What you will do
For every line below, set down an identical copy.

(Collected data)

= Beginning of Section =

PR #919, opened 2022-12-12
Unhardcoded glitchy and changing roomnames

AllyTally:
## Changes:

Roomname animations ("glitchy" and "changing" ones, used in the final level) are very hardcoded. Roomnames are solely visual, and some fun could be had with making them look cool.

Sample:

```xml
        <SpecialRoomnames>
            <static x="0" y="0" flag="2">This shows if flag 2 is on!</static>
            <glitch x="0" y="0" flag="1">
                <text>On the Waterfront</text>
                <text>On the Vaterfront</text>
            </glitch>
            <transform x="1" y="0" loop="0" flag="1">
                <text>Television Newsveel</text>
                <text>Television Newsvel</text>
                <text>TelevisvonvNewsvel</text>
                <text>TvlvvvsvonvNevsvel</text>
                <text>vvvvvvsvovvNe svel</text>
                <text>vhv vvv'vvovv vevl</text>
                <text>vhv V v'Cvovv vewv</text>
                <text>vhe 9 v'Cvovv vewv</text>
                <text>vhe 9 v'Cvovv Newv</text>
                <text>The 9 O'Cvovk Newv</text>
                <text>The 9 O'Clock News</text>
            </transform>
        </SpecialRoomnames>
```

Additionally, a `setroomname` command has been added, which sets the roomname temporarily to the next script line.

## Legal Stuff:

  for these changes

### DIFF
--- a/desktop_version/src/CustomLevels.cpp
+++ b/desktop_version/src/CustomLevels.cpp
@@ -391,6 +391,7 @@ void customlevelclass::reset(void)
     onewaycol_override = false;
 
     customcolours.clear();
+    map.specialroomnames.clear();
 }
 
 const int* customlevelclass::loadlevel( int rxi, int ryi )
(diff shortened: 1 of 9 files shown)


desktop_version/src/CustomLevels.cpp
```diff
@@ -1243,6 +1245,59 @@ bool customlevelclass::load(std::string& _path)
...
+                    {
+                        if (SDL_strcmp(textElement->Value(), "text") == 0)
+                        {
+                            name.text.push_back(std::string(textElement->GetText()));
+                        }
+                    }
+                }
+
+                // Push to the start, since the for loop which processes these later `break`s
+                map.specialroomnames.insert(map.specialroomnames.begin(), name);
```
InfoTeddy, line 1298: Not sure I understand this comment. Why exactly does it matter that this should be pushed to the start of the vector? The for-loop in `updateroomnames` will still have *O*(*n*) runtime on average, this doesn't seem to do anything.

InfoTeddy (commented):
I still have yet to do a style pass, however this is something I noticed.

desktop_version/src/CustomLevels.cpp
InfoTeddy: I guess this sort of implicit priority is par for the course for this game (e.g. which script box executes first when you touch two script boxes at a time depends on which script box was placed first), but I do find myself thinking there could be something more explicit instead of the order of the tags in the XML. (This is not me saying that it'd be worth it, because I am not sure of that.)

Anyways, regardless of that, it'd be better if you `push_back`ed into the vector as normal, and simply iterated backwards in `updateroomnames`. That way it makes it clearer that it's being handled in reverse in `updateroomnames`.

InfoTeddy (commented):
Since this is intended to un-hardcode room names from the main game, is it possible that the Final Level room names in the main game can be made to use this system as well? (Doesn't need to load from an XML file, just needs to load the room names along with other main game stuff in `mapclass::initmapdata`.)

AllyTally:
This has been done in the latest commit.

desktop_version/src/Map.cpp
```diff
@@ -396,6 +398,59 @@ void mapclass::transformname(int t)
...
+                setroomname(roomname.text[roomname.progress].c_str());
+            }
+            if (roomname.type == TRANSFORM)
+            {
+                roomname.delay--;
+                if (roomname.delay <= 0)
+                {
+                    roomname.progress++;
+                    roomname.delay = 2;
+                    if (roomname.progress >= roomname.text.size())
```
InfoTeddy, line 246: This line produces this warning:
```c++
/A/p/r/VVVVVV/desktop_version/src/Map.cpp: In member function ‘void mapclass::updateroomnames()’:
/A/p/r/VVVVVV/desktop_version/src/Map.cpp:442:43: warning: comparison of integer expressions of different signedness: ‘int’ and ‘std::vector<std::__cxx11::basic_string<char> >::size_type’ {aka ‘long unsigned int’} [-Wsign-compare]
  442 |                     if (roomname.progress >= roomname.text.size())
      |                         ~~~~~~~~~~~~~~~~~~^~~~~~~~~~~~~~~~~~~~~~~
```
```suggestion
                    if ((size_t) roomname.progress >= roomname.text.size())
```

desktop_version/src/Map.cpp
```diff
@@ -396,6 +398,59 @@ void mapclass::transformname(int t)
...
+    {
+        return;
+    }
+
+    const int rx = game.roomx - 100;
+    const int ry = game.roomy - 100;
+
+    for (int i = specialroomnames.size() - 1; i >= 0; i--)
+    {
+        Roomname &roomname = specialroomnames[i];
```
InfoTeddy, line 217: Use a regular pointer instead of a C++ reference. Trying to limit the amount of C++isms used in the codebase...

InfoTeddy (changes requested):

= End of Section =

Reply
PR #919, opened 2022-12-12
Unhardcoded glitchy and changing roomnames

AllyTally:
## Changes:

Roomname animations ("glitchy" and "changing" ones, used in the final level) are very hardcoded. Roomnames are solely visual, and some fun could be had with making them look cool.

Sample:

```xml
        <SpecialRoomnames>
            <static x="0" y="0" flag="2">This shows if flag 2 is on!</static>
            <glitch x="0" y="0" flag="1">
                <text>On the Waterfront</text>
                <text>On the Vaterfront</text>
            </glitch>
            <transform x="1" y="0" loop="0" flag="1">
                <text>Television Newsveel</text>
                <text>Television Newsvel</text>
                <text>TelevisvonvNewsvel</text>
                <text>TvlvvvsvonvNevsvel</text>
                <text>vvvvvvsvovvNe svel</text>
                <text>vhv vvv'vvovv vevl</text>
                <text>vhv V v'Cvovv vewv</text>
                <text>vhe 9 v'Cvovv vewv</text>
                <text>vhe 9 v'Cvovv Newv</text>
                <text>The 9 O'Cvovk Newv</text>
                <text>The 9 O'Clock News</text>
            </transform>
        </SpecialRoomnames>
```

Additionally, a `setroomname` command has been added, which sets the roomname temporarily to the next script line.

## Legal Stuff:

  for these changes

### DIFF
--- a/desktop_version/src/CustomLevels.cpp
+++ b/desktop_version/src/CustomLevels.cpp
@@ -391,6 +391,7 @@ void customlevelclass::reset(void)
     onewaycol_override = false;
 
     customcolours.clear();
+    map.specialroomnames.clear();
 }
 
 const int* customlevelclass::loadlevel( int rxi, int ryi )
(diff shortened: 1 of 9 files shown)


desktop_version/src/CustomLevels.cpp
```diff
@@ -1243,6 +1245,59 @@ bool customlevelclass::load(std::string& _path)
...
+                    {
+                        if (SDL_strcmp(textElement->Value(), "text") == 0)
+                        {
+                            name.text.push_back(std::string(textElement->GetText()));
+                        }
+                    }
+                }
+
+                // Push to the start, since the for loop which processes these later `break`s
+                map.specialroomnames.insert(map.specialroomnames.begin(), name);
```
InfoTeddy, line 1298: Not sure I understand this comment. Why exactly does it matter that this should be pushed to the start of the vector? The for-loop in `updateroomnames` will still have *O*(*n*) runtime on average, this doesn't seem to do anything.

InfoTeddy (commented):
I still have yet to do a style pass, however this is something I noticed.

desktop_version/src/CustomLevels.cpp
InfoTeddy: I guess this sort of implicit priority is par for the course for this game (e.g. which script box executes first when you touch two script boxes at a time depends on which script box was placed first), but I do find myself thinking there could be something more explicit instead of the order of the tags in the XML. (This is not me saying that it'd be worth it, because I am not sure of that.)

Anyways, regardless of that, it'd be better if you `push_back`ed into the vector as normal, and simply iterated backwards in `updateroomnames`. That way it makes it clearer that it's being handled in reverse in `updateroomnames`.

InfoTeddy (commented):
Since this is intended to un-hardcode room names from the main game, is it possible that the Final Level room names in the main game can be made to use this system as well? (Doesn't need to load from an XML file, just needs to load the room names along with other main game stuff in `mapclass::initmapdata`.)

AllyTally:
This has been done in the latest commit.

desktop_version/src/Map.cpp
```diff
@@ -396,6 +398,59 @@ void mapclass::transformname(int t)
...
+                setroomname(roomname.text[roomname.progress].c_str());
+            }
+            if (roomname.type == TRANSFORM)
+            {
+                roomname.delay--;
+                if (roomname.delay <= 0)
+                {
+                    roomname.progress++;
+                    roomname.delay = 2;
+                    if (roomname.progress >= roomname.text.size())
```
InfoTeddy, line 246: This line produces this warning:
```c++
/A/p/r/VVVVVV/desktop_version/src/Map.cpp: In member function ‘void mapclass::updateroomnames()’:
/A/p/r/VVVVVV/desktop_version/src/Map.cpp:442:43: warning: comparison of integer expressions of different signedness: ‘int’ and ‘std::vector<std::__cxx11::basic_string<char> >::size_type’ {aka ‘long unsigned int’} [-Wsign-compare]
  442 |                     if (roomname.progress >= roomname.text.size())
      |                         ~~~~~~~~~~~~~~~~~~^~~~~~~~~~~~~~~~~~~~~~~
```
```suggestion
                    if ((size_t) roomname.progress >= roomname.text.size())
```

desktop_version/src/Map.cpp
```diff
@@ -396,6 +398,59 @@ void mapclass::transformname(int t)
...
+    {
+        return;
+    }
+
+    const int rx = game.roomx - 100;
+    const int ry = game.roomy - 100;
+
+    for (int i = specialroomnames.size() - 1; i >= 0; i--)
+    {
+        Roomname &roomname = specialroomnames[i];
```
InfoTeddy, line 217: Use a regular pointer instead of a C++ reference. Trying to limit the amount of C++isms used in the codebase...

InfoTeddy (changes requested):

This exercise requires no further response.